Recently I was looking into making HTML 5 a little smaller. I found that not only can you make all the usual tweaks to save space such as removing any instances of div overload and keeping class names and IDs small, you can actually remove entire chunks of HTML which isn't technically required.

To some of you, this won't be news at all and you will wonder what all the fuss is about. However from what I can tell it is actually not that widely known and might be useful on occasion, especially if you need to heavily optimise your HTML's download size.

Optional Tags

As we all know, the root HTML element is <html>, which contains a <head> and <body> element within it. However what you might not know is that none of those tags strictly need to be there - unless you have a comment immediately following the opening tags or need to add attributes to them. There is also often no need to actually bother including the closing tag for your <p> elements, assuming the element following it is one of a predefined set of elements (which it most likely will be).

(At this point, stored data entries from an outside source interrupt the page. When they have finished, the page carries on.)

PR #3929, opened 2025-05-13
Make `epoch` not optional in `ChainInfo` and state.

afck:
## Motivation

Every initialized chain has a current epoch, and we are not using the `epoch` field to check whether a chain is initialized.

## Proposal

Make `epoch` not optional.
Also deduplicate some related chain client code.

## Test Plan

CI

## Release Plan

## Links


ma2bd (approved):
thanks!

PR #3930, opened 2025-05-13
Remove unused code.

afck:
## Motivation

Using [cargo-workspace-unused-pub](https://crates.io/crates/cargo-workspace-unused-pub) I found some unused code. Of course it is often legitimate to have public code that is not used within the workspace, but I believe most of the items it found are actually not needed.

## Proposal

Remove some unused code.

## Test Plan

CI—and a careful review so that I don't remove anything that is meant for other users of the crates.

## Release Plan

## Links

### DIFF
--- a/linera-core/src/local_node.rs
+++ b/linera-core/src/local_node.rs
@@ -15,7 +15,7 @@ use linera_base::{
 };
 use linera_chain::{
     data_types::{BlockProposal, ProposedBlock},
-    types::{Block, ConfirmedBlockCertificate, GenericCertificate, LiteCertificate},
+    types::{Block, GenericCertificate, LiteCertificate},
     ChainStateView,
 };
 use linera_execution::{Query, QueryOutcome};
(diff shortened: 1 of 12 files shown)


ma2bd (approved):

linera-core/src/local_node.rs
```diff
@@ -294,35 +276,6 @@ where
         Ok(response)
     }
 
-    /// Obtains the certificate containing the specified message.
-    #[instrument(level = "trace", skip(self))]
-    pub async fn certificate_for_block(
```
deuszx, line 299: I can imagine this coming in handy - especially when improving the performance of syncing parent chain. We want to avoid downloading everything so I was thinking that we would download certificates for "latest" block and go from there.

afck: That's true. We can always bring it back if needed. But I'm not a fan of keeping around unused code in case we need it.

The HTML 5 spec lists all the optional start and end tags which you are able to omit. It's well worth reading through this section of the spec to get a feel for how relaxed the HTML spec is. What's even better is that when you miss out these tags, they don't just suddenly disappear forever and make your document gibberish - the browser interpreting them infers their existence. That means the DOM is still as you would expect and all your CSS which relies on their presence will work just as it should.

Quick Demo

Here is a quick example which demonstrates the sort of size difference removing all these optional tags can make.

Original

<!DOCTYPE html>
<html>
    <head>
        <meta charset="utf-8">
        <title>Example</title>
        <link href="styles/styles.css" rel="stylesheet">
        <script src="http://ajax.microsoft.com/ajax/jquery/jquery-1.4.2.min.js"></script>
        <script src="js/behavior.js"></script>
    </head>
    <body>
        <div id="head">
            <h1>Example</h1>
            <p id="slogan">Some kind of slogan or tagline</p>
        </div>

        <div id="main">
            <div class="post">
                <h2>Post 1</h2>
                <p>Summary of post number 1. Well worth clicking on...</p>
                <p class="read-more"><a href="/read/post1?phpMyAdmin=v3uJuW5ABKGSnVmg5V2QfExvjp3"></a></p>
            </div>
            <div class="post">
                <h2>Post 2</h2>
                <p>Summary of post number 2. Also worth clicking on...</p>
                <p class="read-more"><a href="/read/post2?phpMyAdmin=v3uJuW5ABKGSnVmg5V2QfExvjp3"></a></p>
            </div>
        </div>

        <div id="footer">
            <p><a href="http://bit.ly/bqvxlG">Mark Embling</a> 2010</p>
        </div>
    </body>
</html>

33 lines, 857 characters

Revised Version

In this version I have removed all the end tags for <p> elements and removed the start and end tags for the <html>, <head> and <body> elements. Since this example had no lists, tables or other elements, that was the most we could do. That said, it still makes a noticeable difference to a small page like this. And note that it still validates fine.

<!DOCTYPE html>
<meta charset="utf-8">
<title>Example</title>
<link href="styles/styles.css" rel="stylesheet">
<script src="http://ajax.microsoft.com/ajax/jquery/jquery-1.4.2.min.js"></script>
<script src="js/behavior.js"></script>

<div id="head">
    <h1>Example</h1>
    <p id="slogan">Some kind of slogan or tagline
</div>

<div id="main">
    <div class="post">
        <h2>Post 1</h2>
        <p>Summary of post number 1. Well worth clicking on...
        <p class="read-more"><a href="/read/post1?phpMyAdmin=v3uJuW5ABKGSnVmg5V2QfExvjp3"></a>
    </div>
    <div class="post">
        <h2>Post 2</h2>
        <p>Summary of post number 2. Also worth clicking on...
        <p class="read-more"><a href="/read/post2?phpMyAdmin=v3uJuW5ABKGSnVmg5V2QfExvjp3"></a>
    </div>
</div>

<div id="footer">
    <p><a href="http://bit.ly/bqvxlG">Mark Embling</a> 2010
</div>

28 lines, 733 characters (85.5% of the original)

Disadvantages

Technically, there aren't really any disadvantages to this. However, it is definitely not as readable and you always need to bear in mind where the start/end elements actually belong. Also it is important to stick to the rules as given in the spec, otherwise it isn't really possible to predict what will actually happen. I would suggest removing all the optional parts as the last step in producing the page, and ensuring the page still validates without any problems.

Why?

In most circumstances, this is probably not something which you would normally worry about. In this (small) example, we stripped out 124 characters which is hardly a huge number. However combined with stripping out whitespace (I didn't do that) and minifying your CSS and JavaScript, it will all help.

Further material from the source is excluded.